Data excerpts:
PR #984, opened 2023-06-04
implemented getStatistic method that read text from file and records …

happytroya:
…it to String, then splitted it by lines, then by name and value. This method then writes info to file in csv format

### DIFF
--- a/src/main/java/core/basesyntax/WorkWithFile.java
+++ b/src/main/java/core/basesyntax/WorkWithFile.java
@@ -1,7 +1,63 @@
 package core.basesyntax;
 
-public class WorkWithFile {
-    public void getStatistic(String fromFileName, String toFileName) {
+import java.io.BufferedWriter;
+import java.io.FileWriter;
+import java.io.IOException;
+import java.nio.file.Files;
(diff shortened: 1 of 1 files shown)


src/main/java/core/basesyntax/WorkWithFile.java
```diff
@@ -1,7 +1,63 @@
...
 public class WorkWithFile {
+    private static final String SPLITTER = ",";
+    private static final String SUPPLY = "supply";
+    private static final String BUY = "buy";
+    private static final String RESULT = "result";
+    private static final int NAME_INDEX = 0;
+    private static final int VALUE_INDEX = 1;
+    private StringBuilder textToWrite = new StringBuilder();
+
     public void getStatistic(String fromFileName, String toFileName) {
```
olekskov, line 18: It isn't good practice to make long methods, especially public ones.
Please split your solution to three private methods like readFile, generateReport and writeToFile.
Then in your public method make only calls to there 3 methods to make it short and clear

olekskov (changes requested):
Good job overall, please enhance solution according to comments

PR #986, opened 2023-06-06
I would like to get feedback about my mistakes, because the tests pass

NSashchenko:


src/main/java/core/basesyntax/WorkWithFile.java
```diff
@@ -1,7 +1,55 @@
...
+    private static final String OPERATION_SUPPLY = "supply";
+    private static final String OPERATION_BUY = "buy";
+    private static final String REPORT_HEADER_SUPPLY = "supply";
+    private static final String REPORT_HEADER_BUY = "buy";
+    private static final String REPORT_HEADER_RESULT = "result";
+
     public void getStatistic(String fromFileName, String toFileName) {
+        try {
+            BufferedReader reader = new BufferedReader(new FileReader(fromFileName));
+            BufferedWriter writer = new BufferedWriter(new FileWriter(toFileName));
```
olekskov, line 20: Please use try-with-resources for autoclosable resources

src/main/java/core/basesyntax/WorkWithFile.java
```diff
@@ -1,7 +1,55 @@
...
+
 public class WorkWithFile {
+    private static final String DELIMITER = ",";
+    private static final String OPERATION_SUPPLY = "supply";
+    private static final String OPERATION_BUY = "buy";
+    private static final String REPORT_HEADER_SUPPLY = "supply";
+    private static final String REPORT_HEADER_BUY = "buy";
+    private static final String REPORT_HEADER_RESULT = "result";
+
     public void getStatistic(String fromFileName, String toFileName) {
```
olekskov, line 17: Please split public method into 3 parts (reading from file, preparing report, writing to file) and extract each part to separate private method.
Then call these 3 methods from public one to make it short and clear for understanding

olekskov (changes requested):

src/main/java/core/basesyntax/WorkWithFile.java
```diff
@@ -1,7 +1,73 @@
...
+        return fileContent;
+    }
+
+    private int processFileContent(List<String> fileContent, String operationType) {
+        int total = 0;
+        for (String line : fileContent) {
+            String[] parts = line.split(DELIMITER);
+            if (parts.length == 2) {
+                String operation = parts[0].trim();
+                int amount = Integer.parseInt(parts[1].trim());
```
Ivan95kos, line 54: use constants instead of numbers

PR #996, opened 2023-06-12
Hw solution

anna-poplavska:


src/main/java/core/basesyntax/WorkWithFile.java
```diff
@@ -1,7 +1,70 @@
...
+    private static final String SUPPLY = "supply";
+    private static final String BUY = "buy";
+    private static final int OPERATION_TYPE = 0;
+    private static final int AMOUNT = 1;
+
     public void getStatistic(String fromFileName, String toFileName) {
+        WorkWithFile workWithFile = new WorkWithFile();
+        String[] fileInfo = workWithFile.readFile(fromFileName).split(System.lineSeparator());
+        String report = workWithFile.createReport(fileInfo);
+        workWithFile.writeFile(report, toFileName);
```
olekskov, line 20: 1. Why do we create class instance within same class?
2. Please include command .split(System.lineSeparator()) to readFile() so it produces String[] instead of String. OR you may include it to createReport() so it accepts String instead of String[]. Methods of same class should match each other
```suggestion
        String[] fileInfo = readFile(fromFileName);
        String report = createReport(fileInfo);
        writeFile(report, toFileName);
```

src/main/java/core/basesyntax/WorkWithFile.java
```diff
@@ -1,7 +1,70 @@
...
+    }
+
+    private String createReport(String[] fileInfo) {
+        String[] lineInfo;
+        int numberOfSupply = 0;
+        int numberOfBuy = 0;
+        int totalNumber = 0;
+        StringBuilder report = new StringBuilder();
+        for (String info : fileInfo) {
+            lineInfo = info.split(",");
```
olekskov, line 46: Please introduce constant instead of magic value
```suggestion
            lineInfo = info.split(CSV_SEPARATOR);
```

olekskov (changes requested):

aaananas (approved):

PR #997, opened 2023-06-12
homework solution

margosha99:
`readFromFIle()` method try to read data from input csv file by line and throw a RuntimeException if its not possible
`createReport()` method accepts string data, counts sum of operation type and return report in String format
`writeToFile()` method try to write report to file and throw  a RuntimeException if its not possible

### DIFF
--- a/src/main/java/core/basesyntax/WorkWithFile.java
+++ b/src/main/java/core/basesyntax/WorkWithFile.java
@@ -1,7 +1,59 @@
 package core.basesyntax;
 
-public class WorkWithFile {
-    public void getStatistic(String fromFileName, String toFileName) {
+import java.io.BufferedReader;
+import java.io.BufferedWriter;
+import java.io.FileReader;
+import java.io.FileWriter;
+import java.io.IOException;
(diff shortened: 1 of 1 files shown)


src/main/java/core/basesyntax/WorkWithFile.java
```diff
@@ -1,7 +1,59 @@
...
+import java.io.BufferedWriter;
+import java.io.FileReader;
+import java.io.FileWriter;
+import java.io.IOException;
+
 public class WorkWithFile {
+    private static final String CSV_SEPARATOR = ",";
+    private static final String CSV_OPERATION_TYPE = "buy";
+    private static final int CSV_ROW_ELEMENT = 0;
+    private static final int CSV_ROW_DATA_ELEMENT = 1;
```
okuzan, line 13: I'd go for something like AMOUNT_INDEX, OPERATION_INDEX to make it more informative

okuzan (approved):
Wow, you got it on the first try! Keep it up 💪

PR #1000, opened 2023-06-16
Implemented the method by adding three private methods to the class

RhymeWriter:


src/main/java/core/basesyntax/WorkWithFile.java
```diff
@@ -1,7 +1,69 @@
...
+import java.io.BufferedWriter;
+import java.io.File;
+import java.io.FileReader;
+import java.io.FileWriter;
+import java.io.IOException;
+
 public class WorkWithFile {
+    private static final String PARAMETER_0_SUPPLY = "supply";
+    private static final String PARAMETER_1_BUY = "buy";
+    private static final String PARAMETER_2_RESULT = "result";
```
okuzan, line 13:
```suggestion
    private static final String SUPPLY_OPERATION = "supply";
    private static final String PARAMETER_BUY_OPERATION = "buy";
    private static final String RESULT = "result";
```

src/main/java/core/basesyntax/WorkWithFile.java
```diff
@@ -1,7 +1,69 @@
...
+        String[] resultData;
+        File incomeData = new File(fromFileName);
+        try (BufferedReader reader = new BufferedReader(new FileReader(incomeData))) {
+            String lineValue = reader.readLine();
+            while (lineValue != null) {
+                stringBuilder.append(lineValue).append(",");
+                System.out.println(lineValue);
+                lineValue = reader.readLine();
+            }
+            resultData = stringBuilder.toString().split(",");
```
okuzan, line 32: strings should be constant

src/main/java/core/basesyntax/WorkWithFile.java
```diff
@@ -1,7 +1,69 @@
...
+        } catch (IOException e) {
+            throw new RuntimeException("Can't open file", e);
```
okuzan, line 34: include filename in the message

src/main/java/core/basesyntax/WorkWithFile.java
```diff
@@ -1,7 +1,69 @@
...
+        String[] parameters = new String[] {PARAMETER_0_SUPPLY, PARAMETER_1_BUY,
+                PARAMETER_2_RESULT};
+        File resultData = new File(toFileName);
+        try (BufferedWriter bufferedWriter = new BufferedWriter(new FileWriter(resultData))) {
+            for (int i = 0; i < parameters.length; i++) {
+                bufferedWriter.write(parameters[i] + ","
+                        + reportNumbers[i] + System.lineSeparator());
+            }
+        } catch (IOException e) {
+            throw new RuntimeException("Can't write data to file", e);
```
okuzan, line 66: same here

src/main/java/core/basesyntax/WorkWithFile.java
```diff
@@ -1,7 +1,69 @@
...
 
+    private void writeReportToFile(String toFileName, int[] reportNumbers) {
+        String[] parameters = new String[] {PARAMETER_0_SUPPLY, PARAMETER_1_BUY,
+                PARAMETER_2_RESULT};
+        File resultData = new File(toFileName);
+        try (BufferedWriter bufferedWriter = new BufferedWriter(new FileWriter(resultData))) {
+            for (int i = 0; i < parameters.length; i++) {
+                bufferedWriter.write(parameters[i] + ","
+                        + reportNumbers[i] + System.lineSeparator());
+            }
```
okuzan, line 64: In this method, there should not be any logic related to the generation or composition of the report. Only the string that needs to be written to the file should be passed.

src/main/java/core/basesyntax/WorkWithFile.java
```diff
@@ -1,7 +1,69 @@
...
+                supply = supply + Integer.parseInt(incomeData [i + 1]);
+                continue;
+            }
+            if (incomeData[i].equals(PARAMETER_1_BUY)) {
+                buy = buy + Integer.parseInt(incomeData[i + 1]);
+            }
+        }
+        result = supply - buy;
+        return new int[] {supply, buy, result};
+    }
```
okuzan, line 54: While returning an array is a valid approach, it could potentially introduce the need for magic numbers in the next method.

Alternatively, a more concise and readable solution would be to generate the report string right within this method, instead of using an array. This would eliminate the need for indexing and improve code readability.

src/main/java/core/basesyntax/WorkWithFile.java
okuzan, line 32: It's up to you, but returning a data as one string would make processing in the next method easier (we would just break by line separator and deal with each line separately)

okuzan (changes requested):

src/main/java/core/basesyntax/WorkWithFile.java
RhymeWriter: i do not get it. What you mean? Should i make a StringBuilder a constant field of the class?

PR #1001, opened 2023-06-17
Initial implementation

barbequeue:


src/main/java/core/basesyntax/ReportBuilder.java
```diff
@@ -0,0 +1,46 @@
+package core.basesyntax;
+
+public class ReportBuilder {
```
barbequeue, line 3: I don't like how this class has 2 responsibilities - it parses CSV string and generates another CSV string. Do you think it would be better to split it into two classes - first would just parse CSV string and return parsed data in form of `String[][]`, the second class will generate CSV from this `String[][]` data.

src/main/java/core/basesyntax/ReportBuilder.java
```diff
@@ -0,0 +1,46 @@
...
+    public static final String DEFAULT_CSV_ROW_SEPARATOR = System.lineSeparator();
+    public static final String DEFAULT_CSV_COLUMN_SEPARATOR = ",";
+    public static final String SUPPLY_LABEL = "supply";
+    public static final String BUY_LABEL = "buy";
+    public static final String RESULT_LABEL = "result";
+
+    public String fromCsvString(String str) {
```
Ivan95kos, line 10: do not use such naming(str, stringBuilder), how to guess what it stores?

src/main/java/core/basesyntax/ReportBuilder.java
```diff
@@ -0,0 +1,46 @@
...
+        for (String line : lines) {
+            String[] columns = line.split(DEFAULT_CSV_COLUMN_SEPARATOR);
+
+            if (columns[0].equals(SUPPLY_LABEL)) {
+                supplyTotal += Integer.parseInt(columns[1]);
+            }
+
+            if (columns[0].equals(BUY_LABEL)) {
+                buyTotal += Integer.parseInt(columns[1]);
+            }
```
Ivan95kos, line 29: All magic numbers, strings, symbols in your code should be constants.

Ivan95kos (changes requested):
Good job overall!

src/main/java/core/basesyntax/FileContentReader.java
```diff
@@ -0,0 +1,43 @@
...
+            throw new RuntimeException("Can't read from the file: " + filePath, e);
+        }
+
+        // To remove rightmost DEFAULT_SYSTEM_LINE_SEPARATOR
+        // applied by the last iteration of reading the file content
+        if (fileContentBuilder.length() > 0) {
+            fileContentBuilder.setLength(
+                    fileContentBuilder.length() - DEFAULT_SYSTEM_LINE_SEPARATOR.length()
+            );
+        }
```
okuzan, line 39: instead of this, try to add lineseparator at the beginning

okuzan (approved):

PR #1016, opened 2023-06-26
Implement getStatistics

MurphyEdward:


src/main/java/core/basesyntax/WorkWithFile.java
```diff
@@ -1,7 +1,51 @@
...
+                    buyAmount += amount;
+                }
+            }
+        } catch (FileNotFoundException e) {
+            throw new RuntimeException("Cannot find file", e);
+        } catch (IOException e) {
+            throw new RuntimeException(e);
+        }
+
+        writeResult(supplyAmount, buyAmount, toFileName);
```
olekskov, line 39: 1. Generally it's not a good practice to perform business logic during keeping active connection to file.
Please make reading of full content first then work with content

2. As you will have 3 logical blocks (read file, generate report, write report top file) please make separate private method for each of these blocks and only call them in public method in order to make it short and simple

olekskov (changes requested):

src/main/java/core/basesyntax/WorkWithFile.java
```diff
@@ -1,7 +1,70 @@
...
+    private static final String BUY = "buy";
+    private static final String COMMA = ",";
+    private int supplyAmount;
+    private int buyAmount;
+    private int resultAmount;
+
     public void getStatistic(String fromFileName, String toFileName) {
+        String fileContent = readFile(fromFileName);
+        calculateStatistics(fileContent);
+        writeResult(supplyAmount, buyAmount, resultAmount, toFileName);
```
olekskov, line 21: You simultaneously use class variables (that will be available in writeResult() method) and pass them as arguments to method.
Generally, when it's not very complicated, it's better to avoid using class variables as when logic growth you will have lots of them and such situation is harder to maintain.

My recommendation is to make calculateStatistics() method to generate ready to write String and pass to writeResult() method only this String and fileName (and then rename calculateStatistics -> generateReport as it's purpose changes).
But if you like solution with class variables it's also ok, then remove redundant arguments from writeResult method header

olekskov (changes requested):

Ivan95kos (approved):
Great job, with minor comments
For the future, do not write changes in the master branch, create a separate branch for this

PR #1020, opened 2023-06-28
implemented getStatistic method in WorkWithFile

VitaliiLeshchenko:


src/main/java/core/basesyntax/WorkWithFile.java
```diff
@@ -1,7 +1,51 @@
...
     public void getStatistic(String fromFileName, String toFileName) {
+        String stringReportFromFile = getReportFromFile(fromFileName);
+        try {
+            Files.write(Path.of(toFileName), stringReportFromFile.getBytes());
+        } catch (IOException e) {
+            throw new RuntimeException("Can't write data to file: " + toFileName);
+        }
+    }
 
+    private String getReportFromFile(String fromFileName) {
```
liliia-ponomarenko, line 24: This method is overloaded by logic. Better divide logic into three separate methods(read data, generate a report, and write data to file). And after call these methods one by one in getStatistic public method.

src/main/java/core/basesyntax/WorkWithFile.java
```diff
@@ -1,7 +1,51 @@
...
+        StringBuilder stringBuilder = new StringBuilder();
+        Integer supply = 0;
+        Integer buy = 0;
+        try {
+            for (String fileLine : Files.readString(Path.of(fromFileName))
```
liliia-ponomarenko, line 29: better firstly read all data and then process it.

liliia-ponomarenko (changes requested):
Let’s  fix your solution)

src/main/java/core/basesyntax/WorkWithFile.java
VitaliiLeshchenko: done

src/main/java/core/basesyntax/WorkWithFile.java
VitaliiLeshchenko: carry out this part into function readDataFromFile

src/main/java/core/basesyntax/WorkWithFile.java
```diff
@@ -1,7 +1,62 @@
...
+        return stringBuilder.append(SUPPLY + CSV_SEPARATOR)
+                .append(supply)
+                .append(System.lineSeparator())
+                .append(BUY + CSV_SEPARATOR)
+                .append(buy)
+                .append(System.lineSeparator())
+                .append(RESULT + CSV_SEPARATOR)
+                .append(supply - buy)
+                .toString();
+
```
liliia-ponomarenko, line 52:
```suggestion
```

liliia-ponomarenko (approved):

PR #164, opened 2016-04-12
Support client specified connection name

hairyhum:
Related to rabbitmq/rabbitmq-server#104 and #99


hairyhum:
I'm not sure about redundancy of the new API and I haven't run tests.

Issue #13, opened 2012-11-13
DequeueNowait returns null first time.


tomstaijen:
Is it possible that DequeueNowait will return nothing the first time because no data has been prefetched yet, even when there are messages on the queue? 

If I use Dequeue with a wait time of 10ms i do get a message the first time. 

If this is possible, is it by design? Or is there a workaround other then using a wait period?

I'm using 2.8.7 client.

michaelklishin:
@cvanbergen thanks for confirming!

kjnilsson:
Hi @tomstaijen, @rbanderton, @cvanbergen,

I think it is time to finally bring this issue to a close. As @hyperthunk observed a few years ago this is a naturally occurring race. The Queue property exposed on QueueingBasicConsumer does not provide direct access to the remote RabbitMQ queue. It is a local buffer to which messages are asynchronously delivered which is why there is a delay, however slight. If you want direct access to the remote queue the simplest approach is to use the 'BasicGet' method on the `Model` instance. Yes it is slower but it is more intuitive.

Ultimately I don't think QueueingBasicConsumer is a helpful abstraction and have issued a PR to deprecate it in favour of `EventingBasicConsumer` and the `Subscription` class in the `RabbitMQ.Client.MessagePatterns` namespace. Once that PR is merged I think we can close this issue.  

Cheers
Karl

michaelklishin:
#173 is in.

PR #173, opened 2016-05-12
Deprecate QueueingBasicConsumer and reduce its use by other components

kjnilsson:
- re-implement behaviour from SharedQueue inside Subscription to ensure NextAsync works
    - signal closure to pending tasks

Fixes: #13

### DIFF
--- a/projects/client/RabbitMQ.Client/src/client/api/QueueingBasicConsumer.cs
+++ b/projects/client/RabbitMQ.Client/src/client/api/QueueingBasicConsumer.cs
@@ -90,6 +90,7 @@ namespace RabbitMQ.Client
     /// }
     /// </code></example>
     /// </remarks>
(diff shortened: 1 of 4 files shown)


projects/client/RabbitMQ.Client/src/client/api/QueueingBasicConsumer.cs
```diff
@@ -90,6 +90,7 @@ namespace RabbitMQ.Client
     /// }
     /// </code></example>
     /// </remarks>
+    [Obsolete("Deprecated. Use EventingBasicConsumer or Subscription instead")]
```
michaelklishin: Subscription is largely the same thing. I suspect it also doesn't support automatic recovery, so we shouldn't mention it.

michaelklishin: I will make the above change myself, nevermind.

[AIM OF THE TASK]: Once you have counted the lines above that contain "comments", give that number alone.

[ANSWER TO THIS PROBLEM]: 2